Шрифт:
Интервал:
Закладка:
Дети, мужчины, женщины… На ослах, на лошадях, в телегах, на мотоциклах, с тазом или соломенной шляпой на голове… Они сходили с дороги, останавливались и смотрели, как я проезжаю; некоторые поднимали руку в знак приветствия, но большинство сохраняли стоическое бесстрастие. На выезде из деревень за мной увязывались собаки, порой игривые, порой агрессивные. Небольшие делянки, засаженные арахисом, отмежевывали от пастбищ, где бродили редкие овцы, которых еще не загнали на ночь домой, кучи сухих веток.
В этом году сезон дождей наступил поздно и осадков выпало мало; на некоторых полях еще не убрали просо, а ведь стояла уже вторая половина сентября. Просо разрослось и местами вылезло на обочину; кое-где над дорогой раскачивались верхушки стеблей. Когда они хлестали по ветровому стеклу, раздавался громкий стук, похожий на тот, что издают крупные насекомые, на лету ударяясь об окна. Ожили детские воспоминания: как я с нетерпением ждал, когда по сторонам дороги появятся эти изгороди, словно составленные из свечек ворота, ведущие в сказку.

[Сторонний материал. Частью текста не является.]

PR #766, opened 2018-06-11
Added an extra api call that omits the default result

tivervac:


cdietrich:
thx @tivervac

szarnekow:
Looks like the entire API could greatly benefit from `Optional<Result>`

PR #3942, opened 2021-05-24
fix(parental-leave): Show timeline in employer approval state

madebynoam:
Fixes the timeline not appearing in employer-approval state:
https://app.asana.com/0/1182378413629561/1200340285569551/f

## Checklist:


libs/application/templates/parental-leave/src/lib/ParentalLeaveTemplate.ts
```diff
@@ -245,6 +245,7 @@ const ParentalLeaveTemplate: ApplicationTemplate<
                   Promise.resolve(val.EmployerApproval),
                 ),
               read: { answers: ['periods'], externalData: ['pregnancyStatus'] },
+              write: 'all',
```
baering, line 248: We should not give `ASSIGNEE` a `write: 'all'` permission.

baering, line 248: We should not give `ASSIGNEE` a `write: 'all'` permission.

baering (changes requested):

libs/application/templates/parental-leave/src/lib/ParentalLeaveTemplate.ts
madebynoam: True, was using it as hotfix 🙃. Will investigate further.

madebynoam: I investigated it further, and it was related to the new structure for `selectedChild` and `children` externalData. 
The latest commit should fix it more cleanly. I'll take a look if we can have a test for this, otherwise should be ready for re-review.

jeremybarbet (approved):
Nice, good catch, LGTM

baering (approved):

PR #3944, opened 2021-05-25
feat(service-portal): Implement delegation switcher

eirikurn:
## What

Allow user to switch between delegations after signing in.

This PR also:

- Makes libs/feature-flags more enjoyable to use in react projects, with `useFeatureFlag` hook and default user logic.
- Makes TopicCard clickable without having a link.
- Tweaks auth-public-api endpoints and scopes.
- Creates a auth-public-api client library.
- Adds a function to `useAuth` to switch to another user.
- Adds react-apollo codegen to `service-portal/graphql`.

## Why

To support a better UX for delegations.

## Screenshots / Gifs

https://user-images.githubusercontent.com/115094/119511597-1c0d2400-bd62-11eb-870d-78e946a80d5c.mov

## Checklist:

Other dependencies and follow-up tasks:

- [x] Update helm environment for API so it can find auth-public-api.
- [x] Create new auth scopes in IDS environments.
- [ ] Fix "create scope" regression in IDS around the new scope group feature.
- [ ] Add actor claims to id token and/or userinfo endpoint.
- [ ] Look into client "prompt delegation" setting. Does it work as it should?
- [ ] Fix IDS so the actor-delegations scope stays around when using a delegation.


apps/service-portal/src/components/UserDelegations/UserDelegations.tsx
```diff
@@ -0,0 +1,77 @@
...
+
+  let delegations = [] as ActorDelegationsQuery['authActorDelegations']
+  if (data) {
+    delegations.push(...data.authActorDelegations)
+  }
+  if (isDelegation) {
+    delegations = delegations.filter(
+      (delegation) => delegation.fromNationalId !== currentNationalId,
+    )
+    delegations.unshift({ fromName: 'Ég', fromNationalId: actorNationalId })
```
darrikonn, line 56: Don't we want translations for `Ég`?

apps/service-portal/src/components/UserMenu/UserMenu.tsx
```diff
@@ -45,57 +51,60 @@ const UserMenu = ({ state, onClose, onRouteChange }: UserMenuProps) => {
...
+          <Box>
+            <Box
+              display="flex"
+              alignItems="center"
+              marginBottom={1}
+              className={styles.breakWord}
+            >
+              <Box display="flex" alignItems="center" marginRight={2}>
+                <Icon type="outline" icon="mail" color="blue300" />
+              </Box>
```
darrikonn, line 64: FYI: the `<Inline />` component is good for this.

libs/api/domains/auth/src/lib/models/delegation.model.ts
```diff
@@ -0,0 +1,70 @@
...
+      case DelegationType.LegalGuardian:
+        return LegalGuardianDelegation
+      case DelegationType.ProcurationHolder:
+        return ProcuringHolderDelegation
+      case DelegationType.Custom:
+        return CustomDelegation
+    }
+  },
+})
+export abstract class Delegation {
```
darrikonn, line 28: Would like to see the id fields here as well (which exists on the delegation)

libs/auth-api-lib/src/lib/entities/models/delegation.model.ts
```diff
@@ -56,13 +55,27 @@ export class Delegation extends Model<Delegation> {
...
   readonly created!: Date
 
   @UpdatedAt
-  @ApiProperty()
   readonly modified?: Date
 
   @HasMany(() => DelegationScope)
   delegationScopes?: DelegationScope[]
+
+  toDTO(): DelegationDTO {
```
darrikonn, line 66: Like this approach :+1:

libs/auth-api-lib/src/lib/services/delegations.service.ts
```diff
@@ -82,24 +87,29 @@ export class DelegationsService {
           { validTo: { [Op.or]: [{ [Op.eq]: null }, { [Op.gt]: now }] } },
         ],
       },
+      include: [DelegationScope],
     })
 
     return result.map(
       (d) =>
```
darrikonn, line 94: You can just return `result.map(d => d.toDTO())`

libs/auth-api-lib/src/lib/services/delegations.service.ts
```diff
@@ -137,35 +147,38 @@ export class DelegationsService {
...
+  async findAllCustomFrom(nationalId: string): Promise<DelegationDTO[] | null> {
     this.logger.debug(`Finding a delegation for nationalId ${nationalId}`)
-    return await this.delegationModel.findAll({
+    const delegations = await this.delegationModel.findAll({
       where: {
         fromNationalId: nationalId,
       },
       include: [DelegationScope],
     })
+    return delegations.map((delegation) => delegation.toDTO())
```
darrikonn, line 181: Shouldn't the controller be the one that maps the entity (and strip unwanted data) to DTO, since internally (i.e. between controller to service) you can just work with the original object?

libs/service-portal/graphql/src/lib/queries/getActorDelegations.ts
```diff
@@ -0,0 +1,10 @@
+import { gql } from '@apollo/client'
+
+export const ACTOR_DELEGATIONS = gql`
+  query ActorDelegations {
+    authActorDelegations {
```
darrikonn, line 5: Query the `id` as well for the apollo store.

We should just add the
```
graphql/required-fields
```
eslint rule where it's required to query the ID of a type.
If the ID isn't queried, the apollo store doesn't know how to construct its objects based on the data already in the cache.

darrikonn (changes requested):
Nice work. Minor comments.

apps/service-portal/src/components/UserDelegations/UserDelegations.tsx
eirikurn: Ah, forgot to explain this.

This is temporary until we get the name of the real user in the id token or userinfo endpoint.

apps/service-portal/src/components/UserMenu/UserMenu.tsx
eirikurn: Just indenting. 👍

libs/api/domains/auth/src/lib/models/delegation.model.ts
eirikurn: We only have an id field for database (custom) delegations. The legal guardian and procuring holder delegations don't have an id, unless we make one up.

libs/auth-api-lib/src/lib/services/delegations.service.ts
eirikurn: Good catch, forgot this one.

libs/auth-api-lib/src/lib/services/delegations.service.ts
eirikurn: Good question. Opinions differ on how far up DTOs should go and how far down connected ORM objects should go. E.g. we commonly pass input DTO's to the service.

In this case, we're sharing this service between two different APIs (and corresponding controllers) and want to reuse as much implementation as possible between them. The DTO object provides a fine abstraction for the three different delegation sources returned by this service.

apps/service-portal/src/components/MobileMenu/MobileMenu.tsx
```diff
@@ -25,6 +28,10 @@ const MobileMenu: FC<{}> = () => {
   const navigation = useNavigation()
   const { changeLanguage } = useNamespaces()
   const { signOut } = useAuth()
+  const showDelegations = useFeatureFlag(
+    'identityserverDelegationsEnabled',
```
atligudl, line 32: Maybe we should set up an Enum for these flags

unnarb (approved):

libs/service-portal/graphql/src/lib/queries/getActorDelegations.ts
eirikurn: Yeah, the access control pages use different auth-public-api endpoints that only manage custom delegations. The GraphQL layer should return CustomDelegations that have the non-null id field.

atligudl (approved):
Looks good, I feel like the UI in the user menu can be improved upon in the future

libs/service-portal/graphql/src/lib/queries/getActorDelegations.ts
eirikurn: Also, this queries "actor delegations" while the access control queries "subject delegations". These should not intersect.

eirikurn:
@atligudl

Yeah I agree. This is the "design system"-following compromise between the designers (though the TopicCard should be a bit smaller on desktop). I preferred a more google-like custom design, but I assume we'll iterate on this.

darrikonn (approved):

PR #3945, opened 2021-05-25
fix(core): security audit multicast-dns and browserslist

VilliGunn:
# Security audit fix

This should get rid of the build error but I don't know if it will impact `webpack-dev-server` in any apps or libraries. I have only verified that the `application-system` works fine.

https://github.com/webpack/webpack-dev-server/issues/3340#issuecomment-847659624

## What

Fix security issues with `multicast-dns`


sindrig (approved):
There are literally no release notes I can find for multicast-dns so I have no idea if this breaks anything.

PR #3951, opened 2021-05-25
fix(parental-leave): switch to radio buttons without days select for now

jeremybarbet:
## What

Everything in the title

Screenshot 2021-05-25 at 10 25 28
Screenshot 2021-05-25 at 10 25 22
Screenshot 2021-05-25 at 10 25 15
Screenshot 2021-05-25 at 10 25 07


baering (approved):
We'll need to make sure that only a primary parent receives these questions, can do that in another PR.

PR #3968, opened 2021-05-26
feat(parental-leave): plug all select and radio controller and refactor stateful logic

jeremybarbet:
## What

- Bunch of fields were not plugged to be editable.
- Refactor stateful logic to make it on all fields retrieved from answers by default
- Fix mobile layout


libs/application/templates/parental-leave/src/hooks/useEstimatedPayments.ts
```diff
@@ -0,0 +1,24 @@
...
+            ratio: 100,
+            approved: true,
+            paid: true,
+          },
+        ],
+      },
+    },
+  })
+  */
+}
```
saevarma, line 24: Maybe this file should be removed completely while not in use.
Than added later when this is implemented again.

saevarma (changes requested):
Looks good, just one minor feedback.

libs/application/templates/parental-leave/src/hooks/useEstimatedPayments.ts
jeremybarbet: Yes I was not sure, but you are right, and the API might might be different as well so I will do that 👍

saevarma (approved):
Nice!

libs/application/templates/parental-leave/src/hooks/useStatefulAnswers.ts
```diff
@@ -0,0 +1,16 @@
...
+} from './useApplicationAnswers'
+
+export const useStatefulAnswers = (
+  application: Application,
+): [ApplicationAnswers, Dispatch<SetStateAction<ApplicationAnswers>>] => {
+  const answers = useApplicationAnswers(application)
+  const [stateful, setStateful] = useState(answers)
+
+  return [stateful, setStateful]
+}
```
baering, line 16: Not used anywhere?

baering (commented):
LGTM.

`useStatefulAnswers` does not seem to be used anywhere.

libs/application/templates/parental-leave/src/hooks/useStatefulAnswers.ts
jeremybarbet: Yes, it's used in the big file diff that's being minimized :D 
Screenshot 2021-05-31 at 10 15 06

madebynoam (approved):

libs/application/templates/parental-leave/src/hooks/useStatefulAnswers.ts
baering: 🙈

PR #3970, opened 2021-05-26
feat(regulations): various tweaks to regulations ui

Valur:
## What

Various changes and tweaks to regulations ui after design and client review
See: https://regulationsrelease-beta.dev01.devland.is/reglugerdir

## Checklist:


package.json
```diff
@@ -64,6 +64,7 @@
     "@formatjs/intl-numberformat": "6.2.1",
     "@formatjs/intl-utils": "3.8.4",
     "@hookform/error-message": "0.0.5",
+    "@hugsmidjan/regulations-editor": "0.2.0",
```
eirikurn, line 67: Shouldn't this be open source under the same terms as other Digital Iceland work? I couldn't find the source.

I assume it will be continuously updated, which doesn't fit great with our workflow and CI. Should we try to get it into the monorepo?

yarn.lock
```diff
@@ -2924,6 +2924,20 @@
...
+  version "0.2.0"
+  resolved "https://registry.yarnpkg.com/@hugsmidjan/regulations-editor/-/regulations-editor-0.2.0.tgz#92e4ad834bf047206e9d5a8b4a6975e572502262"
+  integrity sha512-LhUnJH8+g30YE8lVCsXdI20opol9rPQfl7bT//PtLpP8ycWzwam+F0Gna0Dr76+khElAx9WMLkUfchPh9HXNzw==
+  dependencies:
+    "@tinymce/tinymce-react" "^3.8.4"
+    cleanup-prettier "npm:prettier@2.2.0"
+    htmldiff-js "^1.0.5"
+    jsdom "^16.4.0"
+    lodash "^4.17.19"
+    qj "npm:@hugsmidjan/qj@^4.6.1"
```
eirikurn, line 2937: Why is `@hugsmidjan/qj` aliased as `qj`?

yarn.lock
```diff
@@ -2924,6 +2924,20 @@
   resolved "https://registry.yarnpkg.com/@hookform/error-message/-/error-message-0.0.5.tgz#606912b506513669980c440f383ff6c78a7aca3a"
   integrity sha512-es7eLLFA3SXNYAT8aUjvf7Gok1eMHK+9DMILtJA7ZEwYZlCCCPifhpoZmY+5SOopEtF7e+qxFOjX+MJnI3jOcg==
 
+"@hugsmidjan/regulations-editor@0.2.0":
+  version "0.2.0"
+  resolved "https://registry.yarnpkg.com/@hugsmidjan/regulations-editor/-/regulations-editor-0.2.0.tgz#92e4ad834bf047206e9d5a8b4a6975e572502262"
+  integrity sha512-LhUnJH8+g30YE8lVCsXdI20opol9rPQfl7bT//PtLpP8ycWzwam+F0Gna0Dr76+khElAx9WMLkUfchPh9HXNzw==
+  dependencies:
+    "@tinymce/tinymce-react" "^3.8.4"
+    cleanup-prettier "npm:prettier@2.2.0"
```
eirikurn, line 2933: If we were to include the regulations-editor in the monorepo we should probably alias this as `@island.is/regulations-prettier`.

Потом пейзаж изменился: поля и пастбища уступили место засоленным равнинам. Перспектива раздается вширь, раздвигает привычные рамки и мягко скругляется по бокам, являя собой всю красоту, какая возможна в мире. Эта картина примеривается к твоему взгляду, надменно спрашивая, способен ли он охватить ее целиком. Пустое дело. Красота здесь для того и существует, чтобы глаз, всегда замечающий ее слишком поздно, изо всех сил старался, но не мог вобрать ее в себя всю сразу. По сторонам дороги поблескивали озерца, предлагая солнцу в последний раз поглядеться в них перед закатом. Я подъезжал к Салуму, рукаву реки Сине. Приближался к деревне. Через десять минут я буду там. Эта мысль внезапно обрела конкретную, измеряемую, видимую реальность. Я резко затормозил. Поднялась туча пыли, а когда она осела, меня привела в ужас неподвижность окружающего. Я испытал невыразимое словами чувство заброшенности, словно я один на земле и глаз мира устремлен на меня. Я закрыл глаза, как испуганный ребенок.

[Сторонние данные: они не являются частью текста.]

PR #3971, opened 2021-05-26
fix(parental-leave): don't show other parent discount screen when not applicable

jeremybarbet:
## What

- Only show the discount section when the other parent is the spouse or if manual with approvable to share information about the parental leave


libs/application/templates/parental-leave/src/parentalLeaveUtils.ts
```diff
@@ -143,6 +143,8 @@ export const getAvailableRightsInMonths = (application: Application) => {
 }
 
 export const getOtherParentOptions = (application: Application) => {
+  console.log('-application.externalData', application.externalData)
```
baering, line 146: 💩

libs/application/templates/parental-leave/src/forms/ParentalLeaveForm.ts
```diff
@@ -339,10 +340,10 @@ export const ParentalLeaveForm: Form = buildForm({
...
               id: 'usePersonalAllowanceFromSpouse',
               title: parentalLeaveFormMessages.personalAllowance.useFromSpouse,
-              condition: (answers) => {
-                // TODO add check if this person has a spouse...
-                return true
-              },
+              condition: (answers) =>
+                answers.otherParent === SPOUSE ||
+                (answers.otherParent === MANUAL &&
+                  answers.otherParentRightOfAccess === YES),
```
baering, line 346: We'll need to give `usePersonalAllowanceFromSpouse` a default value in the cases where it is skipped, since undefined will [result in an error when transforming/serializing the application](https://github.com/island-is/island.is/blob/main/libs/application/template-api-modules/src/lib/modules/templates/parental-leave/parental-leave.utils.ts#L23) to API payload, or refactor the [transformation/serialization code](https://github.com/island-is/island.is/blob/main/libs/application/template-api-modules/src/lib/modules/templates/parental-leave/parental-leave.utils.ts#L47).

baering (commented):
Looks good.

I realised we _may_ run into issues when the answer to the question being skipped is undefined.

libs/application/templates/parental-leave/src/forms/ParentalLeaveForm.ts
jeremybarbet: Good catch, I will fix that, thanks 👍

baering (approved):

PR #3975, opened 2021-05-26
fix(web): Add missing TOC field to article importer

Ingimarsson:
# Add missing TOC field to article importer

## What

This fixes table of contents not appearing on baby articles. The article importer was not including the `showTableOfContents` field so it defaulted to false.

## Why

It's a bug.

## Checklist:


kksteini (approved):
Good catch :+1:

PR #3978, opened 2021-05-26
fix(web): Stafraent Island page - minor fixes

Ingimarsson:
# Stafraent Island page - minor fixes

## What

Small fixes on Stafrænt Ísland page

- Added intro field to timeline
- Links on `Overview Links` slice now open in a new tab (reqested by SÍ)
- Green focus border in menu doesn't get cut off under main content
- Make timeline arrows disabled when it reaches either end

## Screenshots / Gifs

Only visual change is the heading and intro on the timeline slice. 

image

## Checklist:


apps/web/components/Organization/Slice/OverviewLinks/OverviewLinks.tsx
```diff
@@ -76,16 +77,17 @@ export const OverviewLinksSlice: React.FC<SliceProps> = ({ slice }) => {
                               )}{' '}
                             </Box>
                           )}
-                          <Link
+                          <a
```
kksteini, line 80: Why the need for switching to an `a` tag instead of Link?
Are these internal island.is links that are supposed to open as a new window?

If not then they should open up externally automatically from the else statement of the `isInternal` block:
https://github.com/island-is/island.is/blob/71eb2514ef3bb2d012d0050e852ae2dd42dd0e65/libs/island-ui/core/src/lib/Link/Link.tsx#L88-L92

Ingimarsson: Yes, we got a request from Digital Iceland to make them open in a new tab. The `Link` component does not take a `target` property so I thought this was the simplest method.

kksteini: :+1:

kksteini: Could, and should, we create a prop on the Link component `libs/island-ui/core/src/lib/Link/Link.tsx` called `newTab`?

Then in the relevant lines for internal:
https://github.com/island-is/island.is/blob/71eb2514ef3bb2d012d0050e852ae2dd42dd0e65/libs/island-ui/core/src/lib/Link/Link.tsx#L78-L82

Adding:
```diff
            className={classNames}
            {...linkProps}
+           {...(newTab && {target: ‘_blank’})}
            tabIndex={skipTab ? -1 : undefined}
```

kksteini (approved):
LGTM - suggest modifying LINK in the component library

apps/web/components/Organization/Slice/OverviewLinks/OverviewLinks.tsx
Ingimarsson: :+1:

libs/island-ui/core/src/lib/Link/Link.tsx
```diff
@@ -78,6 +80,7 @@ export const Link: React.FC<LinkProps> = ({
           <a
             className={classNames}
             {...linkProps}
+            {...(newTab && { target: '_blank' })}
```
jeremybarbet, line 83: I would use it along `rel="noopener noreferrer"`

Ingimarsson: Is it useful for internal links that open in a new tab? This link is within a `  if (isInternal) ...` block. External links already get `rel="noopener noreferrer"`.

jeremybarbet: Good point, didn't see it was for internal links 👍

jeremybarbet (approved):

PR #3692, opened 2021-05-03
fix(parental-leave): Fix duration slider dates don't reflect half months

madebynoam:
Fixes the duration slider to reflect half months and to use 30 day months instead of calendar months.
* https://app.asana.com/0/1182378413629561/1200216819967902/f
* https://app.asana.com/0/1182378413629561/1200214178491309/f

## Screenshots / Gifs
image

## Checklist:

- [x] I have performed a self-review of my own code
- [ ] I have commented my code, particularly in hard-to-understand areas
- [ ] I have made corresponding changes to the documentation
- [x] My changes generate no new warnings
- [ ] I have added tests that prove my fix is effective or that my feature works
- [x] Formatting passes locally with my changes
- [x] I have rebased against main before asking for a review

PR #3980, opened 2021-05-26
fix(parental-leave): plug job ratio to use max from periods choose, fix actual dob logic

jeremybarbet:
## What

- use percentage calculated on the period to define the max percentage usage possible
- hide periods when using actual dob and display a duration in months instead

Actual DOB:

Затем открыл их и перевел на книгу. Долго смотрел на нее и получил ответ на свой безмолвный вопрос. Не надо туда ехать, развернись и возвращайся домой. Чего я боялся: обнаружить что-то или не обнаружить ничего? Голос в глубине души выразил робкую надежду, что Элиман вернулся сюда и что-то здесь написал; другой голос молился, чтобы все оказалось наоборот, чтобы Элиман так и не вернулся в родную деревню, чтобы судьба под конец ввергла его в безвестность, как звезду, гаснущую поутру среди мириад других звезд, на границах космоса, без иных свидетелей, кроме безмолвных светил, которые окружают ее, эскортируют и хоронят где-то неподалеку.

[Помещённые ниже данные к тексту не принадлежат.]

PR #3997, opened 2021-05-27
feat(application-system): application list

VilliGunn:
# ...

## What

## Why

## Screenshots / Gifs

## Checklist:

### DIFF
--- a/apps/application-system/form/src/routes/Applications.tsx
+++ b/apps/application-system/form/src/routes/Applications.tsx
@@ -117,10 +117,9 @@ export const Applications: FC = () => {
               {(data?.applicationApplications ?? []).map(
                 (application: Application, index: number) => {
                   const isCompleted =
-                    application.status === ApplicationStatus.COMPLETED
+                    application.state === ApplicationStatus.COMPLETED
                   const isRejected =
-                    application.status === ApplicationStatus.REJECTED
-
+                    application.state === ApplicationStatus.REJECTED
                   return (
                     <ActionCard
                       key={`${application.id}-${index}`}
@@ -154,7 +153,7 @@ export const Applications: FC = () => {
                           history.push(`../${slug}/${application.id}`),
                       }}
                       progressMeter={{
-                        active: true,
+                        active: Boolean(application.progress),
                         progress: application.progress,
                         variant: isRejected
                           ? 'red'
--- a/apps/application-system/form/src/routes/Applications.tsx
+++ b/apps/application-system/form/src/routes/Applications.tsx
@@ -170,7 +170,6 @@ export const Applications: FC = () => {
             <Stack space={2}>
               {(data?.applicationApplications ?? []).map(
                 (application: Application, index: number) => {
-                  console.log('appli', application)
                   const stateMetaData = application.stateMetaData
                   const stateDefaultData =
                     ApplicationStateDisplayedData[application.status] ||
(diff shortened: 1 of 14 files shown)


libs/application/templates/family-matters/children-residence-change/src/lib/ChildrenResidenceChangeTemplate.ts
```diff
@@ -158,11 +160,15 @@ const ChildrenResidenceChangeTemplate: ApplicationTemplate<
           ],
         },
       },
-      [ApplicationStates.REJECTED]: {
+      [ApplicationStates.REJECTEDBYPARENTB]: {
         meta: {
           name: applicationName,
-          progress: 1,
+          description: stateDescriptions.rejectedByParentB,
```
jeremybarbet, line 166: To follow the same example as the lifecycle object, I would use an object to define theses fields. We are already in the meta object, so not sure what the name should be but something like

```
obj(state?,info?): {
  title: '',
  description: '',
  tag: {
    variant: '',
    label: '',
  }
}
```

apps/application-system/form/src/routes/Applications.tsx
```diff
@@ -32,6 +34,58 @@ import { dateFormat } from '@island.is/shared/constants'
...
+  }
+  progress: {
+    variant: 'blue' | 'red' | 'rose' | 'mint'
+  }
+  cta: {
+    label: MessageDescriptor
+  }
+}
+
+const ApplicationStateDisplayedData: Record<ApplicationStatus, StateData> = {
```
jeremybarbet, line 50: Would be nice to move that within the core library so it can be exported only once and imported in the form and service portal

VilliGunn: Yeah I just extracted this to a component that is used both here and in the service-portal

Thorrik58 (approved):

libs/application/ui-components/src/components/ApplicationList/ApplicationList.tsx
```diff
@@ -0,0 +1,123 @@
...
+        if (!slug) {
+          return null
+        }
+        return (
+          <ActionCard
+            key={`${application.id}-${index}`}
+            date={format(new Date(application.modified), formattedDate)}
+            tag={{
+              label: actionCard?.tag?.label
+                ? formatMessage(actionCard?.tag?.label)
```
jeremybarbet, line 95: `actionCard?.tag?.label` should be defined

```suggestion
                ? formatMessage(actionCard.tag.label)
```

libs/application/ui-components/src/components/ApplicationList/ApplicationList.tsx
```diff
@@ -0,0 +1,123 @@
...
+const ApplicationList = ({ applications, onClick }: Props) => {
+  const { lang: locale, formatMessage } = useLocale()
+  const formattedDate = locale === 'is' ? dateFormat.is : dateFormat.en
+
+  return (
+    <Stack space={2}>
+      {applications.map((application, index: number) => {
+        const actionCard = application.actionCard
+        const stateDefaultData =
+          DefaultData[application.status] ||
```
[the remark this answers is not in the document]
VilliGunn: I actually think the `||` operator is better here since we don't have any real scenario where the value of `DefaultData[application.status]` will be `0` or `''` 

It's definitely better in this example
`actionCard?.title ?? application.name`
Where the `actionCard?.title` could be set to an empty string intentionally and therefore we would not like to fallback to the `application.name`

I might be missing some case that is the reason for you going for `??` instead?

@jeremybarbet

jeremybarbet (approved):

baldur-kolibri (approved):
lgtm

Справа от меня по небу неспешно, словно в замедленной съемке, расползались сумерки. Острая проволока горизонта разрезала радужку солнца горизонтально и точно посередине, как в фильме Бунюэля; затем из сияющего ока излилось пурпурное море, усеянное темно-синими и лиловыми, почти черными искорками, которые разрастались, превращаясь в огромные припухлости на теле неба. Ночь упала на мир легко, как лист на поверхность озера.
III
Третий человек, которого я встретил, войдя в деревню, – молодая женщина лет двадцати – ответила мне так же, как другие местные жители, встретившиеся до нее:
– Извини, но я не знаю, где дом Усейну Кумаха Диуфа.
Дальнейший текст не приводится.